Segundo o delegado, durante o interrogatório, o chileno apresentou versões contraditórias. "No início, disse que não tinha noção do que estava fazendo e depois afirmou que não sabia o que estava fazendo. Ele acredita que é inocente", disse.

Pedido de prisão preventiva

Francisco foi encaminhado à audiência de custódia nesta sexta-feira (27). A Polícia Civil defende a manutenção da prisão para assegurar a aplicação da lei penal, já que, caso ele retorne ao Chile, a adoção e fiscalização de eventuais medidas cautelares podem se tornar mais difíceis.

Caso a Justiça decida pela liberdade provisória, o torcedor poderá retornar ao país de origem. De acordo com o delegado Willian Achan, a obrigatoriedade de permanência no Brasil só ocorre mediante determinação judicial de prisão.

Relembre o caso

Francisco foi preso no intervalo da partida válida pela segunda fase da Pré-Libertadores entre Bahia e O’Higgins. De acordo com a Polícia Civil, ele foi identificado por câmeras de monitoramento imitando um macaco em direção aos jogadores do Tricolor de Aço.

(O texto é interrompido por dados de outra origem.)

PR #1853, opened 2022-12-12
[DUOS-2184][risk=no] Add alternative data sharing plan to dataset

connorlbark:
### Addresses

https://broadworkbench.atlassian.net/browse/DUOS-2184

----

- Verify all tests go green

### DIFF
--- a/src/main/java/org/broadinstitute/consent/http/models/Dataset.java
+++ b/src/main/java/org/broadinstitute/consent/http/models/Dataset.java
@@ -49,11 +49,8 @@ public class Dataset {
 
     private Boolean deletable;
 
-    private String sharingPlanDocument;
-
-    private String sharingPlanDocumentName;
-
     private FileStorageObject nihInstitutionalCertificationFile;
+    private FileStorageObject alternativeDataSharingPlanFile;
 
     private Set<DatasetProperty> properties;
 
@@ -290,21 +287,6 @@ public class Dataset {
         this.deletable = deletable;
     }
 
-    public String getSharingPlanDocument() {
-        return sharingPlanDocument;
-    }
-
-    public void setSharingPlanDocument(String sharingPlanDocument) {
-        this.sharingPlanDocument = sharingPlanDocument;
-    }
-
-    public String getSharingPlanDocumentName() {
-        return sharingPlanDocumentName;
-    }
-
-    public void setSharingPlanDocumentName(String sharingPlanDocumentName) {
-        this.sharingPlanDocumentName = sharingPlanDocumentName;
-    }
 
     /**
      * Checks if the Dataset matches a raw search query. Searches on all dataset properties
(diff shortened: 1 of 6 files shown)


src/main/java/org/broadinstitute/consent/http/models/Dataset.java
```diff
@@ -49,11 +49,8 @@ public class Dataset {
 
     private Boolean deletable;
 
-    private String sharingPlanDocument;
-
-    private String sharingPlanDocumentName;
-
```
connorlbark, line 55: Correct me if I am wrong here, but I didn't see any usages of this field in consent or in the frontend. No datasets on dev had any value for this; in fact, since the value was null, no datasets on dev even had this field. Therefore, it seems safe to remove.

quazi-h (approved):
Overall changes look good to me. We don't have to specify the new alternativeDataSharingPlanFile explicitly in the DatasetDAO queries because it's all being handled within the DatasetReducer, correct? I was looking for a way to test the changes locally - I see the json input for alternativeDataSharingPlanFile under the Update Dataset endpoint but I think our swagger is still a little messed up because I keep getting invalid URL errors when trying to use that endpoint to update the alternative file details.

connorlbark:
> Overall changes look good to me. We don't have to specify the new alternativeDataSharingPlanFile explicitly in the DatasetDAO queries because it's all being handled within the DatasetReducer, correct? I was looking for a way to test the changes locally - I see the json input for alternativeDataSharingPlanFile under the Update Dataset endpoint but I think our swagger is still a little messed up because I keep getting invalid URL errors when trying to use that endpoint to update the alternative file details.

So that endpoint will not update those files. Unfortunately, there is no endpoint to add them. The only way to add them (for now) is to attach to the local postgres instance and add the FSOs manually, which is a bit annoying.

src/main/java/org/broadinstitute/consent/http/models/Dataset.java
```diff
@@ -49,11 +49,8 @@ public class Dataset {
...
     private FileStorageObject nihInstitutionalCertificationFile;
+    private FileStorageObject alternativeDataSharingPlanFile;
```
otchet-broad, line 53: Had you considered modifying Dataset so it holds a set of FileStorageObjects?
The juice might not be worth the squeeze, but I could see where it might make this object DRYer.

otchet-broad (approved):
Nice work and I appreciate the tests! Thank you!
Added one comment for your consideration, but not required to change.

src/main/java/org/broadinstitute/consent/http/models/Dataset.java
connorlbark: I like the idea - I did consider it, but I felt that a) it would return irrelevant files, b) it puts more effort on the frontend to find the relevant file. This approach ensures that ONLY the relevant files are returned and it's easy to for the frontend to get the file that it needs - I am open to other approaches though.

connorlbark:
@otchet-broad @quazi-broad thanks for the 👍 s! FYI i think i will wait for the Gson changes to roll out before merging this, since these codes paths are heavily related and I think that PR handles FSO objects more elegantly.

src/main/java/org/broadinstitute/consent/http/models/Dataset.java
rushtong: Agreed Connor, nice compromise. I also like the idea of a bucket of files, we should think more on that.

O suspeito foi conduzido à 1ª DT/Barris, onde passou por exame de corpo de delito e permaneceu à disposição da Justiça.

Em nota, o Bahia informou que acompanha o caso. Já a Arena Fonte Nova afirmou que identificou o torcedor pelas câmeras de segurança e acionou a Polícia Militar. Reiterou ainda que repudia qualquer manifestação de racismo e reafirmou compromisso com o respeito e com o combate a qualquer forma de preconceito.